++++ SUPPLIED DATA ++++
PR #2765, opened 2019-05-07
Rename "Azure" to "Azure Storage", and prefix settings with "Storage"

### LINKED ISSUE #2572: Azure connector needs some basic help text
## Description of problem
The azure connector needs some basic info in the UI to explain what it does and what keys to get where.

## Description of solution
The UI needs to be to updated to add some basic hints to set it up.
I do not use Azure so not sure about this, but I think the field names might not match exactly the names of the corresponding Azure fields to enter there???

## Additional context
This is partially to try and help with https://github.com/DNNCommunity/DNN.Blog/issues/130

## Affected version

* [x] 9.3.0
* [x] 9.2.2

ohine:
## Summary
Fixes #2572

### DIFF
--- a/DNN Platform/Connectors/Azure/App_LocalResources/SharedResources.resx
+++ b/DNN Platform/Connectors/Azure/App_LocalResources/SharedResources.resx
@@ -118,10 +118,10 @@
     <value>System.Resources.ResXResourceWriter, System.Windows.Forms, Version=4.0.0.0, Culture=neutral, PublicKeyToken=b77a5c561934e089</value>
   </resheader>
   <data name="AccountName.Text" xml:space="preserve">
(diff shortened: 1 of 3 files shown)


bdukes:
Does there need to be some migration since the `DefaultDisplayName` was changed, and that's used in the mapping names?

ohine:
@bdukes I didn't think so, I figured it was just used for display. I figured on upgrades it would just show the new value, but I haven't tested that yet.

ahoefling:
@ohine this is great! Thanks for submitting this much needed clarification on the Azure Storage Connector. Just about everyone I have talked to about the Azure Connector that didn't know better didn't realize it was just for Azure Storage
++++
• TO DO:
Please copy out each line in the entries that mentions the string "needs".

• RESPONSE AREA:
### LINKED ISSUE #2572: Azure connector needs some basic help text
The azure connector needs some basic info in the UI to explain what it does and what keys to get where.
The UI needs to be to updated to add some basic hints to set it up.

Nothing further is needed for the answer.